- **Task to complete**: The response should be the lines of the data, starting at the first and ending at the one that contains "be used, anyways", copied without change.

- **Entries supplied**:
- - -

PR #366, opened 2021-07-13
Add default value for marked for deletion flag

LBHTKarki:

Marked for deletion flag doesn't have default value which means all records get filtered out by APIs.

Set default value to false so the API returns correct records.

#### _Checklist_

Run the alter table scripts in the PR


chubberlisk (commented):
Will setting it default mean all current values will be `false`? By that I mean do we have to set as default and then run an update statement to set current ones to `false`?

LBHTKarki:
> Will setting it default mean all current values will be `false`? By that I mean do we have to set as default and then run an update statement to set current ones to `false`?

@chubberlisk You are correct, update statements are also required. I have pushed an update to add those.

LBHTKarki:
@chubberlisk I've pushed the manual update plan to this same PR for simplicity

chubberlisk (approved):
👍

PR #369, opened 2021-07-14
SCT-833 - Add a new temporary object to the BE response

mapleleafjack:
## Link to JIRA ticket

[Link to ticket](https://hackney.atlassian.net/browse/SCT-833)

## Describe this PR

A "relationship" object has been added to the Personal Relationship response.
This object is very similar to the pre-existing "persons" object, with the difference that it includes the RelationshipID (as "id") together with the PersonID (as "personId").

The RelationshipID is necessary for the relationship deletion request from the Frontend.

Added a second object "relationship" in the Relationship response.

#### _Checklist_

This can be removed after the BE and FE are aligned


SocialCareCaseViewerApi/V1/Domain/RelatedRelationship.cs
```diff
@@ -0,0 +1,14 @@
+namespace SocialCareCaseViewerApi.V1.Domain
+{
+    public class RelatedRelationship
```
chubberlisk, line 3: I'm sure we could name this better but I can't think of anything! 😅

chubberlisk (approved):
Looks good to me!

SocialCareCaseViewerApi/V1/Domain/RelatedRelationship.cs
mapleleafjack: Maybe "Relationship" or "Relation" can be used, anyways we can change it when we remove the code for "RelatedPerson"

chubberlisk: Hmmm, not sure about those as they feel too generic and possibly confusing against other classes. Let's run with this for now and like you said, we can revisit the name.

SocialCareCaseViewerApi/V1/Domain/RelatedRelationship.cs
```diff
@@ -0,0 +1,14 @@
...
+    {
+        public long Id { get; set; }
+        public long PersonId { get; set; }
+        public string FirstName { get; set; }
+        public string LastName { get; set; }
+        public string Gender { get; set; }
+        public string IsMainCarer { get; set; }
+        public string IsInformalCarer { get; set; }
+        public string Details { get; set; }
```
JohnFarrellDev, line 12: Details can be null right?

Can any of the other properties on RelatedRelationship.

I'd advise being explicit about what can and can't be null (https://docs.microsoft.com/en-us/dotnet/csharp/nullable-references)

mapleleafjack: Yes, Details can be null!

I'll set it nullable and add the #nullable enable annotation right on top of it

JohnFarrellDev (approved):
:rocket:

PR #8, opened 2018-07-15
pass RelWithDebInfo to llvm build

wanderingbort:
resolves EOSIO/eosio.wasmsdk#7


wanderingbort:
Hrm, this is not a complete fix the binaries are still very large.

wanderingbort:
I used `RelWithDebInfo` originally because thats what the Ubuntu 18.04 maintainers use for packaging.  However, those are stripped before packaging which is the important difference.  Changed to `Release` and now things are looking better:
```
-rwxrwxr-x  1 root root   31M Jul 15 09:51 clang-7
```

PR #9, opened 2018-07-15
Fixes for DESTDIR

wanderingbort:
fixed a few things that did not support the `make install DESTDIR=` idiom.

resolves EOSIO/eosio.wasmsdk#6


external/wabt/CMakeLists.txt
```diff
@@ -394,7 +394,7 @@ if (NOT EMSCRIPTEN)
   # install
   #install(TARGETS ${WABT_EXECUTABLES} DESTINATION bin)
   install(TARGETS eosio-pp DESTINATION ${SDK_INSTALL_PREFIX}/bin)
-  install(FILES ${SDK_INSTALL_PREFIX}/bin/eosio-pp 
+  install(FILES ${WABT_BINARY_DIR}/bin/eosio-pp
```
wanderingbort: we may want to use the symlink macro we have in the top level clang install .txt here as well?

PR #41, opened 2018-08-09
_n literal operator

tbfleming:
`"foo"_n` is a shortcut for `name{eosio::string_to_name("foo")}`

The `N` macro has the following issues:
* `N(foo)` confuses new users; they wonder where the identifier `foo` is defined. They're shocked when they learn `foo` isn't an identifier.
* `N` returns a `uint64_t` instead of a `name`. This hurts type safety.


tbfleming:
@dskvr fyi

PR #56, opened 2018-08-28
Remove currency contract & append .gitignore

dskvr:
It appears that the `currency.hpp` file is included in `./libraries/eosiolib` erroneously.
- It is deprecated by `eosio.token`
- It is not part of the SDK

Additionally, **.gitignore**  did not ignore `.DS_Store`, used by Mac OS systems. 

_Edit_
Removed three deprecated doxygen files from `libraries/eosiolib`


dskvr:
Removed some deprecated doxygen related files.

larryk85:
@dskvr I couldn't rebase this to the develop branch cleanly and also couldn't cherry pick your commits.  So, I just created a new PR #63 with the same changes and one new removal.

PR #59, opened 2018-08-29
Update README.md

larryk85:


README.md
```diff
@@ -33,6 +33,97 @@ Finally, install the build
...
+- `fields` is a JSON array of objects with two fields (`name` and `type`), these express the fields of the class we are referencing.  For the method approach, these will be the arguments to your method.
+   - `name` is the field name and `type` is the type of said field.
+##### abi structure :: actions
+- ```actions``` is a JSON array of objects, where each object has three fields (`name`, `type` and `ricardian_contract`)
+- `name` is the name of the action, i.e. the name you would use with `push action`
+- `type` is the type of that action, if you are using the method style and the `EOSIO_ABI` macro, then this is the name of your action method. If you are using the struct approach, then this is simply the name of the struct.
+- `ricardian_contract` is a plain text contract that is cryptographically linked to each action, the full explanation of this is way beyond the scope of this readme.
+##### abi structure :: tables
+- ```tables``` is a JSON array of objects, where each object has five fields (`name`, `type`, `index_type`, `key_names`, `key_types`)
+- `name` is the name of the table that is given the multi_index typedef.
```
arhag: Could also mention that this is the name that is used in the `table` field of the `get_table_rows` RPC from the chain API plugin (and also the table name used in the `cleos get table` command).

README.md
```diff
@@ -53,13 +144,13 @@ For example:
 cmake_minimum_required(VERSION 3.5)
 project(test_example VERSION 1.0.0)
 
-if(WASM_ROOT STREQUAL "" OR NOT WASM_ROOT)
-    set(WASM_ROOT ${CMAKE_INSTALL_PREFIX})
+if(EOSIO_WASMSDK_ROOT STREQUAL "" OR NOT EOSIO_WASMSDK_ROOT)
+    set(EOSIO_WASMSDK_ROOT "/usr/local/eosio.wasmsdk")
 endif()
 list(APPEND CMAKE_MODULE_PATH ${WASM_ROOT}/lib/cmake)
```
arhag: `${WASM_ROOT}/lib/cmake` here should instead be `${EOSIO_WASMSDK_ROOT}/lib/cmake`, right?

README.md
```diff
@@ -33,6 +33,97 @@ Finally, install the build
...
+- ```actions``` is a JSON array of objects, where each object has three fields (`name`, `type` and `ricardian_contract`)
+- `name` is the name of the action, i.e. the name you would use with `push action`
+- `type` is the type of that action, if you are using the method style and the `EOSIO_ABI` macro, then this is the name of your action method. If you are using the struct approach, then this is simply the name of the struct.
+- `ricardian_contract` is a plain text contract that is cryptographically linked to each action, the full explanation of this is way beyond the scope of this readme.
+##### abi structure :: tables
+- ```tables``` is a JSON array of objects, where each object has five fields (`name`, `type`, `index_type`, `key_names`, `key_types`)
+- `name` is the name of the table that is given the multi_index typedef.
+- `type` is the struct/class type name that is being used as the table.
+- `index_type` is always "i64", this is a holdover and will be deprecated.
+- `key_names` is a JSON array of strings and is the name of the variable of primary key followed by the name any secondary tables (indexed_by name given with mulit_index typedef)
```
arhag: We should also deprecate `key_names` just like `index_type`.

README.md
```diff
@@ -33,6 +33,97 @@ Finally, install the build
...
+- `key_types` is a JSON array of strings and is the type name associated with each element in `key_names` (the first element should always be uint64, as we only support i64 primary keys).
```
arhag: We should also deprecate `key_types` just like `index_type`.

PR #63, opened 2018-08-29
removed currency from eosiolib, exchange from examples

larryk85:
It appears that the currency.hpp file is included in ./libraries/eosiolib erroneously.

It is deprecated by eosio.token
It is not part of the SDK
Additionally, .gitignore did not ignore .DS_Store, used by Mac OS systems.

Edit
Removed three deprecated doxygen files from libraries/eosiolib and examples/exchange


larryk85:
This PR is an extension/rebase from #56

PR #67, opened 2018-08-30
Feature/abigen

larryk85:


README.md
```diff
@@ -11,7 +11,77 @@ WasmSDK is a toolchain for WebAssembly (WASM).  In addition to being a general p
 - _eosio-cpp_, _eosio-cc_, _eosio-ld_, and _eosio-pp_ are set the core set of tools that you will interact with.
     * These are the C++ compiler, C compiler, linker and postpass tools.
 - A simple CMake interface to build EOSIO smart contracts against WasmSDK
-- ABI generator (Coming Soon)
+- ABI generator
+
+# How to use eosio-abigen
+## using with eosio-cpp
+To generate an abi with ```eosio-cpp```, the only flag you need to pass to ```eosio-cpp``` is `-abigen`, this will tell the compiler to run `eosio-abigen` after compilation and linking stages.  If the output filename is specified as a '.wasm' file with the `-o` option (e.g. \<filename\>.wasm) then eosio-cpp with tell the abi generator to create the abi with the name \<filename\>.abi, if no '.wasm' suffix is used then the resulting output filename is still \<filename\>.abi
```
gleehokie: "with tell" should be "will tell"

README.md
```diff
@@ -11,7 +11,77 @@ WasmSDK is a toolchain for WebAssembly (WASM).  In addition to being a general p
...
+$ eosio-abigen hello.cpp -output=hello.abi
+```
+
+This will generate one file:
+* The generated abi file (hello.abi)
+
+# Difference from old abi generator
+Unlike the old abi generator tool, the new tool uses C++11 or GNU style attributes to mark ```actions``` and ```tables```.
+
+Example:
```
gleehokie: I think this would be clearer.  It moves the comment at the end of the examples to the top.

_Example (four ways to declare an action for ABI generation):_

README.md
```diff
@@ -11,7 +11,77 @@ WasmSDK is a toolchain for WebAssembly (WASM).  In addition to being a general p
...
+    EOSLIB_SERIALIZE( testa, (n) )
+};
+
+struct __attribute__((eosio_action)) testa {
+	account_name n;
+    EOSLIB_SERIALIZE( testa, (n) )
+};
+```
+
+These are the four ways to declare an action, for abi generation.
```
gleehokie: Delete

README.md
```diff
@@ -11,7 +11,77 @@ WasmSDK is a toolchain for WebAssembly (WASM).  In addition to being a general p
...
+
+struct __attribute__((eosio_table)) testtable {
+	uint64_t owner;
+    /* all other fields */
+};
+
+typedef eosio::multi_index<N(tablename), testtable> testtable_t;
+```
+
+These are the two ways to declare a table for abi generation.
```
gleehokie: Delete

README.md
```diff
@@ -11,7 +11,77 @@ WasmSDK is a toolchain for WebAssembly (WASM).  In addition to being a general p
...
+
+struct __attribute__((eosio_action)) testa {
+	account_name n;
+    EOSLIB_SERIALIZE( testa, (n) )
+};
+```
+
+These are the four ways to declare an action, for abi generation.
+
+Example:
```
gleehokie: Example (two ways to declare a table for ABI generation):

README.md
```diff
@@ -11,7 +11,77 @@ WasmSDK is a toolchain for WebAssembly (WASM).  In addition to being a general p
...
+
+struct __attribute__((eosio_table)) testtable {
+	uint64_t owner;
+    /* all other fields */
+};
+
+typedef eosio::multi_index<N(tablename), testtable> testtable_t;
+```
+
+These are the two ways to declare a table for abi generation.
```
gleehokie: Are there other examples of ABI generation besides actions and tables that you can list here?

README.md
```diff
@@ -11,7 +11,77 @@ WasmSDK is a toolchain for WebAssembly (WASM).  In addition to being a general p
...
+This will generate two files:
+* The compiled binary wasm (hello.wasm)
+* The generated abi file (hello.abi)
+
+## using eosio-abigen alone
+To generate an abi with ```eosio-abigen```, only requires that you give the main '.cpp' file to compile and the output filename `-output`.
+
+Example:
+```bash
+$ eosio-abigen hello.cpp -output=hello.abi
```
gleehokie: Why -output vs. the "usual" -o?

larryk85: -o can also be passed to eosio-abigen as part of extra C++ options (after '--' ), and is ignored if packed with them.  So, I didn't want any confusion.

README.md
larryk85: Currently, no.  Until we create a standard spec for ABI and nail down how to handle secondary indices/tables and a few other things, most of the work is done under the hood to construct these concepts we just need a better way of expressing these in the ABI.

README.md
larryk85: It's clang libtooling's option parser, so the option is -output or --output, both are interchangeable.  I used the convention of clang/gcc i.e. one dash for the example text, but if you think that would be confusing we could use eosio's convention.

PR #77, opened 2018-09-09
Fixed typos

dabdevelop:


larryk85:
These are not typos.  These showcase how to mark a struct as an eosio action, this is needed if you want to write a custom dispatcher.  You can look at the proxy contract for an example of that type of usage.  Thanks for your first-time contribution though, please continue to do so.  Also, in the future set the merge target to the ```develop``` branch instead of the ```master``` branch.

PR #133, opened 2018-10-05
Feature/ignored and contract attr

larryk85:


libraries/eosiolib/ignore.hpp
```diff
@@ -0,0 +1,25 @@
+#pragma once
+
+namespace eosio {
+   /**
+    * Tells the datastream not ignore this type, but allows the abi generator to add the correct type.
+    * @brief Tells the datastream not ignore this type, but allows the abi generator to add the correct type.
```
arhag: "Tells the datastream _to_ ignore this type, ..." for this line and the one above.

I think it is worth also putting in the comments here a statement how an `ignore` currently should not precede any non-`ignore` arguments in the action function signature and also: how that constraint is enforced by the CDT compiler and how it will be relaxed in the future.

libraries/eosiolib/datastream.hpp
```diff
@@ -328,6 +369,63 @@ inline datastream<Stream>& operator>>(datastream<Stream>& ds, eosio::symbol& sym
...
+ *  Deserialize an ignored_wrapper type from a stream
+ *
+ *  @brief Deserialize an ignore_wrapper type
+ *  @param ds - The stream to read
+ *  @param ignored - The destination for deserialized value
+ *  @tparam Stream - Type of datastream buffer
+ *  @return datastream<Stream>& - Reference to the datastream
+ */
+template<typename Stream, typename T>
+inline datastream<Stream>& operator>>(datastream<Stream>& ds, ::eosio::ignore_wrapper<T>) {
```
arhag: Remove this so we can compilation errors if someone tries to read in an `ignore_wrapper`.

- - -

- **Response to this exercise**:
PR #366, opened 2021-07-13
Add default value for marked for deletion flag

LBHTKarki:

Marked for deletion flag doesn't have default value which means all records get filtered out by APIs.

Set default value to false so the API returns correct records.

#### _Checklist_

Run the alter table scripts in the PR


chubberlisk (commented):
Will setting it default mean all current values will be `false`? By that I mean do we have to set as default and then run an update statement to set current ones to `false`?

LBHTKarki:
> Will setting it default mean all current values will be `false`? By that I mean do we have to set as default and then run an update statement to set current ones to `false`?

@chubberlisk You are correct, update statements are also required. I have pushed an update to add those.

LBHTKarki:
@chubberlisk I've pushed the manual update plan to this same PR for simplicity

chubberlisk (approved):
👍

PR #369, opened 2021-07-14
SCT-833 - Add a new temporary object to the BE response

mapleleafjack:
## Link to JIRA ticket

[Link to ticket](https://hackney.atlassian.net/browse/SCT-833)

## Describe this PR

A "relationship" object has been added to the Personal Relationship response.
This object is very similar to the pre-existing "persons" object, with the difference that it includes the RelationshipID (as "id") together with the PersonID (as "personId").

The RelationshipID is necessary for the relationship deletion request from the Frontend.

Added a second object "relationship" in the Relationship response.

#### _Checklist_

This can be removed after the BE and FE are aligned


SocialCareCaseViewerApi/V1/Domain/RelatedRelationship.cs
```diff
@@ -0,0 +1,14 @@
+namespace SocialCareCaseViewerApi.V1.Domain
+{
+    public class RelatedRelationship
```
chubberlisk, line 3: I'm sure we could name this better but I can't think of anything! 😅

chubberlisk (approved):
Looks good to me!

SocialCareCaseViewerApi/V1/Domain/RelatedRelationship.cs
mapleleafjack: Maybe "Relationship" or "Relation" can be used, anyways we can change it when we remove the code for "RelatedPerson"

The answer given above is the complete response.